= Dimple Mehta =

British-Indian fashion designer

Dimple Mehta is a British-Indian fashion designer and creative director known for her work in couture fashion. She is the founder and head designer of her eponymous luxury bridal and occasion wear label, Dimple Mehta (formerly known as Dimple Amrin).

== Biography ==
Mehta was born in London and spent part of her early life in Europe, including Belgium, before later relocating to India.

Mehta began her involvement in fashion design in 1996, initially designing garments on a small scale before entering the commercial fashion industry more formally in the early 2010s. She launched couture brand "Dimple Mehta" reportedly around 2011–2012 in Mumbai.

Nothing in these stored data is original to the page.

PR #7625, opened 2026-01-26
LibWeb: Improve sequential focus navigation

ReimarPB:
This PR improves navigation using tab by implementing a new function to check if an element should be tab navigatable (sequentially focusable).

Previously, tab navigation used the `is_focusable()` method which is wrong, as it includes invisible elements and serves a different purpose.

According to spec (https://html.spec.whatwg.org/multipage/interaction.html#sequentially-focusable), the user agent decides the algorithm here. I wrote a simple algorithm to make sure the element is visible on the page (no display:none; ancestors and is itself not visibility:hidden;), although it is not perfect, so I'm open to feedback here.

I couldn't figure out a good way to write a test for this (again, please tell me if you have ideas), but it can be tested manually using some HTML like this:

```html
<button>should focus</button>
<button tabindex="-1">should not focus</button>
<button style="display: none">should not focus</button>
<button style="display: none" tabindex="0">should not focus</button>
<button style="visibility: hidden">should not focus</button>
<div style="display: none">
    <button>should not focus</button>
</div>
<div style="visibility: hidden">
    <button style="visibility: visible">should focus</button>
</div>
```

Three buttons will be visible, two of which should be focusable using tab navigation.

### DIFF
--- a/Libraries/LibWeb/DOM/Element.cpp
+++ b/Libraries/LibWeb/DOM/Element.cpp
@@ -4452,6 +4452,20 @@ bool Element::is_focusable() const
     return HTML::parse_integer(get_attribute_value(HTML::AttributeNames::tabindex)).has_value();
 }
 
+// https://html.spec.whatwg.org/multipage/interaction.html#sequentially-focusable
+bool Element::is_sequentially_focusable() const
+{
+    for (auto element = this; element; element = element->parent_element()) {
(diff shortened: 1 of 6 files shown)


gmta:
Nice! Can you add a regression test for this new behavior?

ReimarPB:
@gmta I have added a test now (and fixed the test that crashed earlier)

PR #7630, opened 2026-01-26
LibHTTP+RequestServer: Honor Cache-Control request directives

trflynn89:
We were previously primarily only looking at the Cache-Control response directive. This lets us pass all of [`/fetch/http-cache/cc-request.any.html`](https://wpt.fyi/results/fetch/http-cache/cc-request.any.html?product=ladybird) in WPT (as well as `cc-request.any.worker.html` and `cc-request.any.sharedworker.html`).


trflynn89:
Update: The way we were checking for Cache-Control directives (basically a substring search) was not correct. Added a commit to rectify this.

PR #7634, opened 2026-01-26
AK: Use builtin macro to get cache line size.

R-Goc:
We were previously using our own defines, however those didn't cover various systems. This change makes AK_CACHE_ALIGNED use the destructive interference size as defined by the compiler for the target platform.


spholz:
(ref https://github.com/SerenityOS/serenity/commit/5569930541b0e37a25581ea4b3880182362f4357 / https://github.com/SerenityOS/serenity/pull/26538)

R-Goc:
unstale

PR #7647, opened 2026-01-27
LibWeb: CSS Property computation optimizations

Calme1709:
A collection of optimizations to `StyleComputer::compute_properties` which collectively reduce runtime from ~31.5% to ~17.3% when loading https://en.wikipedia.org/wiki/2023_in_American_television - see individual commits for details.

### DIFF
--- a/Libraries/LibWeb/CSS/CascadedProperties.cpp
+++ b/Libraries/LibWeb/CSS/CascadedProperties.cpp
@@ -41,8 +41,10 @@ void CascadedProperties::revert_property(PropertyID property_id, Important impor
             && entry.property.important == important
             && cascade_origin == entry.origin;
     });
-    if (entries.is_empty())
+    if (entries.is_empty()) {
+        m_contained_properties_cache.set(to_underlying(property_id), false);
         m_properties.remove(it);
+    }
 }
 
 void CascadedProperties::revert_layer_property(PropertyID property_id, Important important, Optional<FlyString> layer_name)
@@ -56,8 +58,10 @@ void CascadedProperties::revert_layer_property(PropertyID property_id, Important
             && entry.property.important == important
             && layer_name == entry.layer_name;
     });
-    if (entries.is_empty())
+    if (entries.is_empty()) {
+        m_contained_properties_cache.set(to_underlying(property_id), false);
         m_properties.remove(it);
+    }
 }
 
 void CascadedProperties::resolve_unresolved_properties(DOM::AbstractElement abstract_element)
@@ -73,6 +77,8 @@ void CascadedProperties::resolve_unresolved_properties(DOM::AbstractElement abst
 
 void CascadedProperties::set_property(PropertyID property_id, NonnullRefPtr<StyleValue const> value, Important important, CascadeOrigin origin, Optional<FlyString> layer_name, GC::Ptr<CSS::CSSStyleDeclaration const> source)
 {
+    m_contained_properties_cache.set(to_underlying(property_id), true);
+
     auto& entries = m_properties.ensure(property_id);
 
     for (auto& entry : entries.in_reverse()) {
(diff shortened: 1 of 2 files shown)


Calme1709:
Rebased to resolve conflicts

Libraries/LibWeb/CSS/StyleComputer.cpp
```diff
@@ -1964,22 +1974,23 @@ GC::Ref<ComputedProperties> StyleComputer::compute_properties(DOM::AbstractEleme
...
 
+    if (is<HTML::HTMLHtmlElement>(abstract_element.element()))
+        const_cast<StyleComputer&>(*this).m_root_element_font_metrics = calculate_root_element_font_metrics(computed_style);
+
     // Compute the value of custom properties
     compute_custom_properties(computed_style, abstract_element);
 
-    // Convert properties into their computed forms
-    compute_property_values(computed_style, abstract_element);
-
```
AtkinsSJ: Doesn't property computation have to come after `compute_custom_properties()`?

Libraries/LibWeb/CSS/StyleComputer.cpp
```diff
@@ -1972,17 +1974,26 @@ GC::Ref<ComputedProperties> StyleComputer::compute_properties(DOM::AbstractEleme
...
         if (should_inherit) {
             inherited = ComputedProperties::Inherited::Yes;
-            value = get_non_animated_inherit_value(property_id, abstract_element);
+
+            if (abstract_element.element_to_inherit_style_from().has_value()) {
+                value = get_non_animated_inherit_value(property_id, abstract_element);
+                requires_computation = property_requires_computation_with_inherited_value(property_id);
+            } else {
+                value = property_initial_value(property_id);
+                requires_computation = property_requires_computation_with_initial_value(property_id);
```
AtkinsSJ: This seems redundant with the code a few lines down.

AtkinsSJ (changes requested):
Very cool! The system for computing properties in order is something I've wanted for a long time, that'll be handy.

The `requires-computation` data will need updating for any properties that take `<custom-ident>` or `<dashed-ident>` once `ident()` is implemented, but that's a future concern. (I don't envy you going through all the properties to fill those in. 😅)

Libraries/LibWeb/CSS/StyleComputer.cpp
Calme1709: This handles the case where we are trying to inherit without an inheritance parent, the code below handles the case where we explicitly want the initial value. I have refactored slightly to deduplicate this.

Libraries/LibWeb/CSS/StyleComputer.cpp
Calme1709: Not to my knowledge - resolution of `var()` is done at cascade time using the un-computed custom properties and I am not aware of any other interactions.

Calme1709:
Rebased to master to add missing `requires-computation` property after 046dfdd was merged.

Libraries/LibWeb/CSS/StyleComputer.cpp
AtkinsSJ: `var()` is supposed to use computed custom property values, we just currently handle those in a weird way. ([Spec:](https://drafts.csswg.org/css-variables/#replace-a-var-function) "let result be the computed value of the corresponding custom property on el")
I really need to give #6608 another look. :sweat_smile:

Libraries/LibWeb/CSS/StyleComputer.h
```diff
@@ -193,6 +193,17 @@ class WEB_API StyleComputer final : public GC::Cell {
     Length::FontMetrics m_default_font_metrics;
     Length::FontMetrics m_root_element_font_metrics;
 
+    Optional<ComputationContext> m_cached_font_computation_context;
+    Optional<ComputationContext> m_cached_line_height_computation_context;
+    Optional<ComputationContext> m_cached_generic_computation_context;
```
AtkinsSJ, line 198: Probably makes sense to mark these as `mutable` instead of the `const_cast`s?

awesomekling: I don't disagree with this, just merging this to avoid causing conflicts :D

Calme1709:
Looks like this introduced a test failure in CI - fix here #7941

PR #8638, opened 2026-03-27
LibWeb: Resolve var() in shorthands before pseudo-element filtering

exec:
## Summary
- Fix crash and incorrect computed values when using `var()` in a shorthand property within a `::selection` rule (e.g. `::selection { background: var(--bg); }`)
- The shorthand `background` was filtered out by the pseudo-element property whitelist before variable resolution could occur, leaving its longhands unresolved
- Allow unresolved shorthands to bypass the pseudo-element filter, then filter the expanded longhands after resolution

The computed `background-color` now correctly resolves to the variable's value (matching Chrome and Firefox behavior), instead of falling back to transparent.

## Test plan
- [x] New test: `selection-with-var-in-shorthand-crash.html` verifies the computed `background-color` resolves to `rgb(173, 216, 230)` (lightblue)
- [x] Manually verified: selecting text shows the correct light blue highlight

Fixes #8625.

> This fix was developed with assistance from Claude Code (claude-opus-4-6).

PR #8671, opened 2026-03-29
LibWeb: Resolve pending-substitution leaf longhands

awesomekling:
When a shorthand contains var(), its expanded longhands carry pending-substitution placeholders through the cascade and receive their final values at computed-value time.

Our declaration-order handling could let a pending leaf longhand enter computed style unchanged when the originating shorthand did not win the cascade for that target directly. This left placeholder values visible past computed-value processing instead of producing the final resolved longhand value.

Resolve only pending leaf longhands from their originating shorthand at the point they would otherwise enter computed style. This preserves the existing nested-shorthand expansion path while ensuring computed style only exposes resolved leaf values.

Add regression coverage for both a highlight shorthand using background: var(...) and a nested shorthand using border: var(...). The new and existing targeted test-web cases pass.

Fixes crash when selecting text on https://ladybird.org/


awesomekling:
Fixed by #8638

PR #8673, opened 2026-03-29
Everywhere: Stop forcing `char` to be signed an align with the architecture ABI

cqundefine:
This change was already discussed in #8650. This is basically a cherry pick from the SerenityOS side.

CC @ADKaster


cqundefine:
Hmm, I actually wonder if a better way to do would be to exclude floating point values from being signed and unsigned instead of introducing {Signed,Unsigned}Integral. Leaving this as draft as I'll take a look at it tomorrow.

spholz:
> Hmm, I actually wonder if a better way to do would be to exclude floating point values from being signed and unsigned instead of introducing {Signed,Unsigned}Integral. Leaving this as draft as I'll take a look at it tomorrow.

I did it that way since I personally feel like `Signed` should include floating-point types, since they are signed :shrug:, and because the C++ STL also has the `std::signed_integral` concept.

IIRC, in SerenityOS, there are no remaining uses of `Signed` and `Unsigned`, so I guess I could have just removed these concepts entirely and therefore effectively renamed them to `{Signed,Unsigned}Integral`. The STL doesn't have `std::signed` either.

You might also be able to convert all of these usages to the new `{Signed,Unsigned}Integral` concepts.

Either way, I think we should at least try to keep both AKs somewhat similar, so if you decide to go a different route, I would consider changing Serenity's AK as well to make cherry-picking future AK changes easier.

PR #8674, opened 2026-03-29
Meta: Build system reafactor (Part 2/N)

cqundefine:
A promised follow up to #8650 with more points from #4755 addressed. There's still a bunch more stuff to be done here but for the sake of keeping the PRs small I'll just submit the changes in batches.

Once again CC @ADKaster as you're the most likely one to review build system changes.

### DIFF
--- a/Services/RequestServer/CMakeLists.txt
+++ b/Services/RequestServer/CMakeLists.txt
@@ -1,7 +1,3 @@
-set(CMAKE_AUTOMOC OFF)
-set(CMAKE_AUTORCC OFF)
-set(CMAKE_AUTOUIC OFF)
-
 set(SOURCES
     ConnectionFromClient.cpp
     CURL.cpp


UI/Android/build.gradle.kts
```diff
@@ -38,7 +36,7 @@ android {
             cmake {
                 cppFlags += "-std=c++23"
                 arguments += listOf(
-                    "-DLagomTools_DIR=$buildDir/lagom-tools-install/share/LagomTools",
+                    "-DLagomTools_DIR=$buildDir/host-tools/share/LagomTools",
```
konradekk, line 39: argument name shall be renamed too?

cqundefine: It probably should, but moving away from the Lagom name is a big refactor in and of itself and I'll do it in another PR.

Meta/CMake/presets/CMakeBasePresets.json
```diff
@@ -95,6 +95,22 @@
...
+      "hidden": true,
+      "name": "Host_Tools_base",
+      "displayName": "Host Tools Config",
+      "description": "Host tools build",
+      "binaryDir": "$env{LADYBIRD_SOURCE_DIR}/Build/host-tools-build",
+      "cacheVariables": {
+        "package": "LagomTools",
+        "BUILD_SHARED_LIBS": "OFF",
+        "CMAKE_BUILD_TYPE": "Release",
+        "VCPKG_OVERLAY_TRIPLETS": "$env{LADYBIRD_SOURCE_DIR}/Meta/CMake/vcpkg/release-triplets",
```
ADKaster: this should be distribution. We want a fully static build, and the release triplets don't do that. I have a patch like this in my branch off of Eric's WIP here <https://github.com/ADKaster/ladybird-browser/tree/android-fix-2026>.

Since this host tools preset can be useful for other cross-compile work, I don't feel too conflicted about this commit, but it's unfortunate to make changes to the gradle script when the build doesn't work as-is.

Meta/CMake/check_for_dependencies.cmake
```diff
@@ -1,5 +1,55 @@
...
+    pkg_check_modules(angle REQUIRED IMPORTED_TARGET angle)
+    set(ANGLE_TARGETS PkgConfig::angle)
+endif()
+
+if (WIN32)
+    find_package(pthread REQUIRED)
+    find_package(mman REQUIRED)
+endif()
+
+find_package(Python3 REQUIRED COMPONENTS Interpreter)
```
ADKaster, line 55: We have some lib-specific cmake helper files that could get included here too.

This could also be a stepping stone to a new theoretical feature (I know, I know...) where for the host-tools build, we skip unnecessary third-party deps and make a separate vcpkg.json snippet for just the host tools deps.

ADKaster: I guess this commment is a "no action required" though. So really, the only blocker for this PR is the comment above about using a distribution build.

Meta/CMake/presets/CMakeBasePresets.json
cqundefine: My main motivation for this change is that I plan to make ladybird.py cross compilation aware, if you feel like I should keep the old script for now I can put it back, but I think the change is not that significant. I just changed it to distribution triplets for now.

Meta/CMake/check_for_dependencies.cmake
cqundefine: I added both moving the library specific files there and seperate vcpkg.json to my TODO list :^). There will me more PRs regarding this coming (at least some more tiny cleanups and getting cross compilation in a decent state) so I'd rather not make this one even larger.

ADKaster (approved):

PR #8677, opened 2026-03-30
LibWeb/CSS: Resolve `var()` in keyframe `animation-timing-function`

tcl3:
When a `@keyframes` rule contains `animation-timing-function` with a `var()`, we cannot eagerly resolve it to an `EasingFunction` at rule cache build time because there is no element context available. We now store the unresolved `StyleValue` and defer resolution to `collect_animation_into()`, where the animated element's custom
properties can be used to substitute the variable. 

Previously, an `animation-timing-function` with a `var()` in a `@keyframe` would cause a crash.

This behavior diverges from all major browsers, which don't support `var()` here, but AFAICT there's nothing in the spec that says `var()` shouldn't be resolved in this situation. 

If preferred, I have another fix that resolves the issue in a similar way to other engines, by silently falling back to the animation's default easing.

### DIFF
--- a/Libraries/LibWeb/CSS/Parser/Parser.cpp
+++ b/Libraries/LibWeb/CSS/Parser/Parser.cpp
@@ -1573,7 +1573,7 @@ Vector<Descriptor> Parser::parse_as_descriptor_declaration_block(AtRuleID at_rul
     return parsed_declarations;
 }
 
-bool Parser::is_valid_in_the_current_context(Declaration const&) const
+bool Parser::is_valid_in_the_current_context(Declaration const& declaration) const
 {
     // TODO: Determine if this *particular* declaration is valid here, not just declarations in general.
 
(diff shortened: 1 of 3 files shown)


Libraries/LibWeb/Animations/KeyframeEffect.h
```diff
@@ -70,7 +70,7 @@ class KeyframeEffect final : public AnimationEffect {
             // before they are applied to an element
             HashMap<CSS::PropertyID, Variant<UseInitial, NonnullRefPtr<CSS::StyleValue const>>> properties {};
             Bindings::CompositeOperationOrAuto composite { Bindings::CompositeOperationOrAuto::Auto };
-            Optional<CSS::EasingFunction> easing {};
+            Optional<Variant<CSS::EasingFunction, NonnullRefPtr<CSS::StyleValue const>>> easing {};
```
AtkinsSJ: Might be worth making this a `Variant<Empty, ...>` instead of wrapping in an Optional?

Libraries/LibWeb/CSS/StyleScope.cpp
```diff
@@ -336,10 +341,9 @@ void StyleScope::make_rule_cache_for_cascade_origin(CascadeOrigin cascade_origin
                 if (auto* existing_keyframe = keyframe_set->keyframes_by_key.find(key)) {
                     for (auto& [property_id, value] : resolved_keyframe.properties)
                         existing_keyframe->properties.set(property_id, move(value));
-                    if (resolved_keyframe.easing.has_value())
-                        existing_keyframe->easing = move(resolved_keyframe.easing);
```
AtkinsSJ, line 340: Maybe this wants to be `if (!resolved_keyframe.easing.has<Empty>())`?

tcl3:
> does raise the question of whether we do the right thing if we set animation with var() in it. 

After some spec reading, it looks like all animation properties except `animation-timing-function` are supposed to be ignored within keyframe declarations, so that should cover this case.

I've added a commit that does this.

PR #8678, opened 2026-03-30
Tests: Fix flaky form-disabled-callback WPT test

kalenikaliaksandr:
The test submits a form to /common/blank.html via an iframe. Under file://, this resolves to file:///common/blank.html which doesn't exist. The failed navigation sometimes leaves the iframe cross-origin, causing a SecurityError when accessing iframe.contentWindow.location, which prevents the promise from resolving and causes a timeout.

Serve the test over HTTP so the form submission resolves to the echo server's WPT tree, where /common/blank.html exists.


shannonbooth:
I also have this sitting in https://github.com/LadybirdBrowser/ladybird/pull/8618/commits 😅  I would appreciate if you could give that a glance over at some stage if you see anything wrong with it (sitting in draft, but that's mostly because I am unsure about if it is causing flakes or not)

Mehta has presented her collections at various fashion events, including international fashion weeks such as those held in New York, London, Paris, and Dubai. In 2018 and 2019, Mehta received media attention for her mixed-media couture gowns showcased at the Cannes Film Festival. These collections reportedly featured intricate hand-painting, resham embroidery, and bead embellishments designed as tributes to the late Indian actress Sridevi and fashion designer Karl Lagerfeld.

Aside from her work in bridal design, Mehta works as a stylist and creative director for music videos, short films, and international beauty pageants. Since 2018, she has been involved in the styling, grooming, and mentorship of contestants for national and international competitions, including Miss Universe India.